Task to complete —
Isolate every line in the data with the string "invest" and copy it.

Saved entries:

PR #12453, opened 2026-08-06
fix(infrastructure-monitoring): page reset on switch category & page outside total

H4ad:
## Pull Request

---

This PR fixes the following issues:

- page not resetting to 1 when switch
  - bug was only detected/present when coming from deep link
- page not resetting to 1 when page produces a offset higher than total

==

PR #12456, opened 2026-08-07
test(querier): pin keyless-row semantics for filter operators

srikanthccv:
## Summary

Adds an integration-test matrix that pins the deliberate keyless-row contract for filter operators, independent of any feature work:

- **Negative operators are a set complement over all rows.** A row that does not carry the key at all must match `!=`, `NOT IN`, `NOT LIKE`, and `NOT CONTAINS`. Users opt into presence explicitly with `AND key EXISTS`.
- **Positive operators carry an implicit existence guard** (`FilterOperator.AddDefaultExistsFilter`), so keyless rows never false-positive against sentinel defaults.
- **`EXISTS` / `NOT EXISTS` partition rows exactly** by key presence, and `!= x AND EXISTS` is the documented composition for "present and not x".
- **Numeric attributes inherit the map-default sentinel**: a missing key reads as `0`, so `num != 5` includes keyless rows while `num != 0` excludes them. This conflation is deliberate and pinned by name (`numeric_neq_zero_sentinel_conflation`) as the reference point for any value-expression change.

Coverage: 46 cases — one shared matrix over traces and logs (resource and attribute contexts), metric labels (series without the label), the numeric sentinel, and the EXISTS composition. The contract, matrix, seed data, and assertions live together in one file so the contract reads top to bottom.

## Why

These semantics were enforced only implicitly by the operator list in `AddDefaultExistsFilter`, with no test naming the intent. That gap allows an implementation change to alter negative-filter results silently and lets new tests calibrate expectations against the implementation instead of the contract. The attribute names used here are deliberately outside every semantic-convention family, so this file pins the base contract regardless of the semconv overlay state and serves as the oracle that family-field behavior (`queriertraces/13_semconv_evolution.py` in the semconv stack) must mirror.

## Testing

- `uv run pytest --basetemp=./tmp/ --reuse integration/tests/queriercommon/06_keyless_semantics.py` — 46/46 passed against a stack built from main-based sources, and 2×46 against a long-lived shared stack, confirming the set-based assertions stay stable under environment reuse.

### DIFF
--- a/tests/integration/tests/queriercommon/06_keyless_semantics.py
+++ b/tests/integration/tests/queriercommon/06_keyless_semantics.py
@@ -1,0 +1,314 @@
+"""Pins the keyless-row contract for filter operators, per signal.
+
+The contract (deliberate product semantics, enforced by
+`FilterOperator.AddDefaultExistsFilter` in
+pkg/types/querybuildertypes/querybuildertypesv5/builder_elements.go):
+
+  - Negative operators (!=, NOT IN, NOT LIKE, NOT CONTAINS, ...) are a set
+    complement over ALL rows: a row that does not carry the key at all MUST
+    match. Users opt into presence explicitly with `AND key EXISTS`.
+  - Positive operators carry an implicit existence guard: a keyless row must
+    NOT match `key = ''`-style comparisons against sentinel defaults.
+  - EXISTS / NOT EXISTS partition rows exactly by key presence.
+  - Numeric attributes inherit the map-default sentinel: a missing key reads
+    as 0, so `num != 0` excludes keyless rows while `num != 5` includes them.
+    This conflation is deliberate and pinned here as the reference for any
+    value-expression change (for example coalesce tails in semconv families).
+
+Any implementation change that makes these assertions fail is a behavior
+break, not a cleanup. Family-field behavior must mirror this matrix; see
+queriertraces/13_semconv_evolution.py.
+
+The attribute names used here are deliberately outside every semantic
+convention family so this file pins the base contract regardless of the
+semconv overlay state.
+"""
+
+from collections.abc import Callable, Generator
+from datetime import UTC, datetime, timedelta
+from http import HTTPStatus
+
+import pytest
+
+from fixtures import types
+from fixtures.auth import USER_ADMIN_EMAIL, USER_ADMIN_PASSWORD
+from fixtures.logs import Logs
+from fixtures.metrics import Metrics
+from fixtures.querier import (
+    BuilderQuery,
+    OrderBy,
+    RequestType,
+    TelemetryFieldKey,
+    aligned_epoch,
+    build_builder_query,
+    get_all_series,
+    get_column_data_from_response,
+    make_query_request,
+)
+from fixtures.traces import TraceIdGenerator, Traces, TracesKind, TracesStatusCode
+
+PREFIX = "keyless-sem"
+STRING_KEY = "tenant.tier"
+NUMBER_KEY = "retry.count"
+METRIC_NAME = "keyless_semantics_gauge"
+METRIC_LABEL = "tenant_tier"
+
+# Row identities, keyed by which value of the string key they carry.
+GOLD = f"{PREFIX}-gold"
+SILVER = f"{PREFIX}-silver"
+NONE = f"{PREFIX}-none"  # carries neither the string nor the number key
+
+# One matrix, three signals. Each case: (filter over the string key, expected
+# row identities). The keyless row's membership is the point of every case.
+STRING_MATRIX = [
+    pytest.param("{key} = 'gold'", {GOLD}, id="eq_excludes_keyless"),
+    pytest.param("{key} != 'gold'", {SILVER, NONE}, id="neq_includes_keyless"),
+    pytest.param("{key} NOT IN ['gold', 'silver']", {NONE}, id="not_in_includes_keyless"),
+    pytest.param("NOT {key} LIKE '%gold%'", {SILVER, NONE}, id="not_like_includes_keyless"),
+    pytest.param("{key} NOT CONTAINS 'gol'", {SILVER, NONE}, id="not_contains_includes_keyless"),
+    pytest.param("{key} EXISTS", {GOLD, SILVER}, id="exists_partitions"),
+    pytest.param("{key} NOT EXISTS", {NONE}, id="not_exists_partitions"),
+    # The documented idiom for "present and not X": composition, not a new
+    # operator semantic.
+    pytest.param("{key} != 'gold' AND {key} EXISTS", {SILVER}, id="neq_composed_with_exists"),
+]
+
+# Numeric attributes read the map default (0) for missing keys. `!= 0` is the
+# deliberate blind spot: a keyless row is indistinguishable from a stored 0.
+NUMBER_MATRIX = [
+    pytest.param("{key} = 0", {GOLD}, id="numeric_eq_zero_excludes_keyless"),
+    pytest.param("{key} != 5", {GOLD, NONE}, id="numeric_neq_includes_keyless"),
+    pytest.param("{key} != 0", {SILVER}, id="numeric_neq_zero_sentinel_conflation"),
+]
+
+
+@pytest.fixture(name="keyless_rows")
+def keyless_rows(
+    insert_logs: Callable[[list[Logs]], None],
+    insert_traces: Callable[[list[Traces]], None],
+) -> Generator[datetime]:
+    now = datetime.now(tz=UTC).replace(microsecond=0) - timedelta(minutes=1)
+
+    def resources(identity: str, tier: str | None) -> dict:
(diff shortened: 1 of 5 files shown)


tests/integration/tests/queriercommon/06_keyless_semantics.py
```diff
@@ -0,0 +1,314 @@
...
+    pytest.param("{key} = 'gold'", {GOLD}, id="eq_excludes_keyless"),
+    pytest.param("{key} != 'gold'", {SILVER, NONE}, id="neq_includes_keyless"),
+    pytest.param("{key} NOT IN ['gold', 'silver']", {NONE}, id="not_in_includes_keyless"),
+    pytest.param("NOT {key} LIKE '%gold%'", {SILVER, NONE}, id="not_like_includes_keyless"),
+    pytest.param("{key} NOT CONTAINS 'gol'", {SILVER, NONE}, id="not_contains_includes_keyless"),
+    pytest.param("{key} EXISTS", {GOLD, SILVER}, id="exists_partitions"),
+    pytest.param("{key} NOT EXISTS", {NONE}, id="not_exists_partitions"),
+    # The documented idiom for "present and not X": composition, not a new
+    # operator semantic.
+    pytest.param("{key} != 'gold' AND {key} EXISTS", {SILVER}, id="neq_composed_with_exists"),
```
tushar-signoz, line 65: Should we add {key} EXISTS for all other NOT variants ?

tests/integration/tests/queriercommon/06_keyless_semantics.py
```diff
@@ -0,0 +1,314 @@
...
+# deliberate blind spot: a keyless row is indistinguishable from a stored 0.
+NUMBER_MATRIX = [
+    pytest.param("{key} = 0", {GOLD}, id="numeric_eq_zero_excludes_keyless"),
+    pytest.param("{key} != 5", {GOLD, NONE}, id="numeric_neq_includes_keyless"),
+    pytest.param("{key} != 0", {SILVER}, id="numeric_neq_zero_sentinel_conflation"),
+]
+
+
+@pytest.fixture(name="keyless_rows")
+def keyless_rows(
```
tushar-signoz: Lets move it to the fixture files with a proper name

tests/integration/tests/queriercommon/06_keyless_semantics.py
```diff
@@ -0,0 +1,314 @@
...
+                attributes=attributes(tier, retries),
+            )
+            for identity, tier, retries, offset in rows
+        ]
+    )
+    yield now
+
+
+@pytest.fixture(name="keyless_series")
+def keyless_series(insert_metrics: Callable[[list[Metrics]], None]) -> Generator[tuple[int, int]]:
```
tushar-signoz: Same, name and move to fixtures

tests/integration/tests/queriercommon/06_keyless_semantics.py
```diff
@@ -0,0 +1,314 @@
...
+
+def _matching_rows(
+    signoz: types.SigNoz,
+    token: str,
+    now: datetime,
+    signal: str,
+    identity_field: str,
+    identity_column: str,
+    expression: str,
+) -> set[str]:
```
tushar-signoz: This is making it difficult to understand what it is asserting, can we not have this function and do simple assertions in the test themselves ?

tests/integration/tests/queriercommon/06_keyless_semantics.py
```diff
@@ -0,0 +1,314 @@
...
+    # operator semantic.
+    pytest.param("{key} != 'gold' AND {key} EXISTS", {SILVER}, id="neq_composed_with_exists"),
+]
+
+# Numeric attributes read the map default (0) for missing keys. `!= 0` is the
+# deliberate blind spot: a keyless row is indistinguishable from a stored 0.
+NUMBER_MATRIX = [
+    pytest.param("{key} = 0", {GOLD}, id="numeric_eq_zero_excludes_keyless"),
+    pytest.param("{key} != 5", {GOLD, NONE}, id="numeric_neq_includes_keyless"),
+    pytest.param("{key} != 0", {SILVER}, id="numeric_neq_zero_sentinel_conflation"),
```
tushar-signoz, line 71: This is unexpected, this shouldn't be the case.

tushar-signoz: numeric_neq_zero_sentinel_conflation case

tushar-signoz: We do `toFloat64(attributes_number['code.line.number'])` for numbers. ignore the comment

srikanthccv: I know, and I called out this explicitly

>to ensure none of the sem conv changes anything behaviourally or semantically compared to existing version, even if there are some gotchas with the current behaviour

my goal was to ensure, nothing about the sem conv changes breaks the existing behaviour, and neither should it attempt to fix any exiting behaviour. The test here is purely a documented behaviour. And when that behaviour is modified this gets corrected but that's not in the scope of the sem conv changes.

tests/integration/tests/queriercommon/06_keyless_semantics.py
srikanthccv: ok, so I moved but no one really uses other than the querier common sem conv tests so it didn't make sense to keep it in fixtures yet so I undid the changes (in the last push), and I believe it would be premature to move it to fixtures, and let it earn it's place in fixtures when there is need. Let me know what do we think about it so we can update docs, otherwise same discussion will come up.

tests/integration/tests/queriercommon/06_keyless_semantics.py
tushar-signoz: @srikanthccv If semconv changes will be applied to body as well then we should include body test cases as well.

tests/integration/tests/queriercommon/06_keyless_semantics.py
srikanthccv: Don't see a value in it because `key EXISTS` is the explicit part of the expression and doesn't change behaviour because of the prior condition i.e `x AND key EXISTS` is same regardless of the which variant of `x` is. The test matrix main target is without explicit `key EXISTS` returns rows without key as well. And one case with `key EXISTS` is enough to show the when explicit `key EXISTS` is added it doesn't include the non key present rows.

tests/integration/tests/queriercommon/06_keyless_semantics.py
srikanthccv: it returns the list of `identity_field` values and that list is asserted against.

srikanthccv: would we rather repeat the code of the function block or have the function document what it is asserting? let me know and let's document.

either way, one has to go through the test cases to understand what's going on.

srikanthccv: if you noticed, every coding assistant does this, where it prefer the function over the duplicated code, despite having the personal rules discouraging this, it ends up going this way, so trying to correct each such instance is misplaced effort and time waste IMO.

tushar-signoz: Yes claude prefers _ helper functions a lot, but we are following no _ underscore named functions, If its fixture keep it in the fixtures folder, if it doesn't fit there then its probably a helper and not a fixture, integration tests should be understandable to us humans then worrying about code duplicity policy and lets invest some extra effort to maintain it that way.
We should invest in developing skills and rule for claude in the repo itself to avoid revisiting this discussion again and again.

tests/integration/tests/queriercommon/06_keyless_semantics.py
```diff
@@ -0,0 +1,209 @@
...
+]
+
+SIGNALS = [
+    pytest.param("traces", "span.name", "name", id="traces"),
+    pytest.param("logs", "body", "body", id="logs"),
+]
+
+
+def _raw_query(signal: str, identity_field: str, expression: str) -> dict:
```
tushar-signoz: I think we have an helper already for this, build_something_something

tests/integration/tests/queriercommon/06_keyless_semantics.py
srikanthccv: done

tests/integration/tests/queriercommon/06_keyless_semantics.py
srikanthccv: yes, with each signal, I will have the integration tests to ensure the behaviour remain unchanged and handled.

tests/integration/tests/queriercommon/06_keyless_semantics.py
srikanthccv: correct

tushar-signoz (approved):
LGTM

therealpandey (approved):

...

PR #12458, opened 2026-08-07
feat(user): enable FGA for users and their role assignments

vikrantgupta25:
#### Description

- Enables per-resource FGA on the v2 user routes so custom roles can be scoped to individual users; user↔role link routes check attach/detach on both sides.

Answer below —
tushar-signoz: Yes claude prefers _ helper functions a lot, but we are following no _ underscore named functions, If its fixture keep it in the fixtures folder, if it doesn't fit there then its probably a helper and not a fixture, integration tests should be understandable to us humans then worrying about code duplicity policy and lets invest some extra effort to maintain it that way.
We should invest in developing skills and rule for claude in the repo itself to avoid revisiting this discussion again and again.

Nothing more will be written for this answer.